(Extracted data entries)
※ ※ ※
PR #1077, opened 2026-06-16
Fix compilation warnings on Python 3.15

### LINKED ISSUE #1048: Compilation warnings on 3.15
There are three warnings that I get on `3.15-dev`:

```
      src/msgspec/_core.c:3691:24: warning: shifting a negative signed value is undefined [-Wshift-negative-value]
       3691 |         if (x == (-1LL << 63)) {
            |                   ~~~~ ^
      src/msgspec/_core.c:10206:16: warning: '_PyLong_Sign' is deprecated [-Wdeprecated-declarations]
       10206 |     bool neg = _PyLong_Sign(obj) < 0;
             |                ^
      /Users/sobolev/.pyenv/versions/3.15-dev/include/python3.15/cpython/longobject.h:38:1: note: '_PyLong_Sign' has been explicitly marked deprecated here
         38 | Py_DEPRECATED(3.14) PyAPI_FUNC(int) _PyLong_Sign(PyObject *v);
            | ^
      /Users/sobolev/.pyenv/versions/3.15-dev/include/python3.15/pyport.h:261:54: note: expanded from macro 'Py_DEPRECATED'
        261 | #define Py_DEPRECATED(VERSION_UNUSED) __attribute__((__deprecated__))
            |                                                      ^
      src/msgspec/_core.c:12037:19: warning: shifting a negative signed value is undefined [-Wshift-negative-value]
       12037 |     if (x < (-1LL << 53)) return false;
             |              ~~~~ ^
      3 warnings and 1 error generated.
      error: command '/usr/bin/clang' failed with exit code 1
```

Env: 

```
» clang --version
Apple clang version 17.0.0 (clang-1700.6.3.2)
Target: arm64-apple-darwin24.6.0
Thread model: posix
InstalledDir: /Library/Developer/CommandLineTools/usr/bin
```

Siyet:
Silences three compiler warnings seen on 3.15-dev (and reproducible on 3.14):

- `_constr_as_i64`: `(-1LL << 63)` is a left shift of a negative value (UB, `-Wshift-negative-value`). Replaced with `INT64_MIN`, which is the value it was computing.
- `double_as_int64`: `(-1LL << 53)` is the same UB. Replaced with `-(1LL << 53)` (negate a positive shift), keeping the exact `-2**53` bound.
- `ms_passes_big_int_constraints`: `_PyLong_Sign` is `Py_DEPRECATED(3.14)`. Use the public `PyLong_GetSign` on 3.14+ and keep `_PyLong_Sign` on older versions.

All three are behavior preserving. Built and ran the unit suite on both branches: 3.12 (`_PyLong_Sign`) and 3.14 (`PyLong_GetSign`), both green; the three warnings are gone under 3.14 headers.

Note: the reporter's paste also mentions "1 error" alongside the warnings. That is an `SSIZE_MAX undeclared` from CPython's 3.15 `pyport.h` when `_core.c` is compiled in isolation without `_GNU_SOURCE`; it doesn't reproduce under the normal build (CPython's `pyconfig.h` sets the feature-test macros), so it's out of scope here.

Closes #1048

### DIFF
--- a/src/msgspec/_core.c
+++ b/src/msgspec/_core.c
@@ -10171,7 +10171,7 @@ static bool
 ms_passes_big_int_constraints(PyObject *obj, TypeNode *type, PathNode *path) {
 #if PY314_PLUS
     /* obj is always a PyLong here, so PyLong_GetSign can't fail */
-    int sign;
+    int sign = 0;
     PyLong_GetSign(obj, &sign);
     bool neg = sign < 0;
 #else
--- a/src/msgspec/_core.c
+++ b/src/msgspec/_core.c
@@ -3675,7 +3675,7 @@ _constr_as_i64(PyObject *obj, int64_t *target, int offset) {
     }
     /* Do offsets for lt/gt */
     if (offset == -1) {
-        if (x == (-1LL << 63)) {
+        if (x == INT64_MIN) {
             PyErr_SetString(PyExc_ValueError, "lt <= -2**63 is not supported");
             return false;
         }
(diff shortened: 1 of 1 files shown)


src/msgspec/_core.c
```diff
@@ -10169,7 +10169,14 @@ ms_passes_int_constraints(uint64_t ux, bool neg, TypeNode *type, PathNode *path)
 /* Constraint checks for a PyLong that is known not to fit into a uint64/int64 */
 static bool
 ms_passes_big_int_constraints(PyObject *obj, TypeNode *type, PathNode *path) {
+#if PY314_PLUS
+    /* obj is always a PyLong here, so PyLong_GetSign can't fail */
+    int sign = 0;
+    PyLong_GetSign(obj, &sign);
```
sobolevn, line 10175: It is better to use explicit `(void)PyLong_GetSign(obj, &sign);` to tell that we ignore the result value.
※ ※ ※
● **Exercise requirements**
Your answer should be every entry above, repeated exactly.

● **Result of this task**
PR #1077, opened 2026-06-16
Fix compilation warnings on Python 3.15

### LINKED ISSUE #1048: Compilation warnings on 3.15
There are three warnings that I get on `3.15-dev`:

```
      src/msgspec/_core.c:3691:24: warning: shifting a negative signed value is undefined [-Wshift-negative-value]
       3691 |         if (x == (-1LL << 63)) {
            |                   ~~~~ ^
      src/msgspec/_core.c:10206:16: warning: '_PyLong_Sign' is deprecated [-Wdeprecated-declarations]
       10206 |     bool neg = _PyLong_Sign(obj) < 0;
             |                ^
      /Users/sobolev/.pyenv/versions/3.15-dev/include/python3.15/cpython/longobject.h:38:1: note: '_PyLong_Sign' has been explicitly marked deprecated here
         38 | Py_DEPRECATED(3.14) PyAPI_FUNC(int) _PyLong_Sign(PyObject *v);
            | ^
      /Users/sobolev/.pyenv/versions/3.15-dev/include/python3.15/pyport.h:261:54: note: expanded from macro 'Py_DEPRECATED'
        261 | #define Py_DEPRECATED(VERSION_UNUSED) __attribute__((__deprecated__))
            |                                                      ^
      src/msgspec/_core.c:12037:19: warning: shifting a negative signed value is undefined [-Wshift-negative-value]
       12037 |     if (x < (-1LL << 53)) return false;
             |              ~~~~ ^
      3 warnings and 1 error generated.
      error: command '/usr/bin/clang' failed with exit code 1
```

Env: 

```
» clang --version
Apple clang version 17.0.0 (clang-1700.6.3.2)
Target: arm64-apple-darwin24.6.0
Thread model: posix
InstalledDir: /Library/Developer/CommandLineTools/usr/bin
```

Siyet:
Silences three compiler warnings seen on 3.15-dev (and reproducible on 3.14):

- `_constr_as_i64`: `(-1LL << 63)` is a left shift of a negative value (UB, `-Wshift-negative-value`). Replaced with `INT64_MIN`, which is the value it was computing.
- `double_as_int64`: `(-1LL << 53)` is the same UB. Replaced with `-(1LL << 53)` (negate a positive shift), keeping the exact `-2**53` bound.
- `ms_passes_big_int_constraints`: `_PyLong_Sign` is `Py_DEPRECATED(3.14)`. Use the public `PyLong_GetSign` on 3.14+ and keep `_PyLong_Sign` on older versions.

All three are behavior preserving. Built and ran the unit suite on both branches: 3.12 (`_PyLong_Sign`) and 3.14 (`PyLong_GetSign`), both green; the three warnings are gone under 3.14 headers.

Note: the reporter's paste also mentions "1 error" alongside the warnings. That is an `SSIZE_MAX undeclared` from CPython's 3.15 `pyport.h` when `_core.c` is compiled in isolation without `_GNU_SOURCE`; it doesn't reproduce under the normal build (CPython's `pyconfig.h` sets the feature-test macros), so it's out of scope here.

Closes #1048

### DIFF
--- a/src/msgspec/_core.c
+++ b/src/msgspec/_core.c
@@ -10171,7 +10171,7 @@ static bool
 ms_passes_big_int_constraints(PyObject *obj, TypeNode *type, PathNode *path) {
 #if PY314_PLUS
     /* obj is always a PyLong here, so PyLong_GetSign can't fail */
-    int sign;
+    int sign = 0;
     PyLong_GetSign(obj, &sign);
     bool neg = sign < 0;
 #else
--- a/src/msgspec/_core.c
+++ b/src/msgspec/_core.c
@@ -3675,7 +3675,7 @@ _constr_as_i64(PyObject *obj, int64_t *target, int offset) {
     }
     /* Do offsets for lt/gt */
     if (offset == -1) {
-        if (x == (-1LL << 63)) {
+        if (x == INT64_MIN) {
             PyErr_SetString(PyExc_ValueError, "lt <= -2**63 is not supported");
             return false;
         }
(diff shortened: 1 of 1 files shown)


src/msgspec/_core.c
```diff
@@ -10169,7 +10169,14 @@ ms_passes_int_constraints(uint64_t ux, bool neg, TypeNode *type, PathNode *path)
 /* Constraint checks for a PyLong that is known not to fit into a uint64/int64 */
 static bool
 ms_passes_big_int_constraints(PyObject *obj, TypeNode *type, PathNode *path) {
+#if PY314_PLUS
+    /* obj is always a PyLong here, so PyLong_GetSign can't fail */
+    int sign = 0;
+    PyLong_GetSign(obj, &sign);
```
sobolevn, line 10175: It is better to use explicit `(void)PyLong_GetSign(obj, &sign);` to tell that we ignore the result value.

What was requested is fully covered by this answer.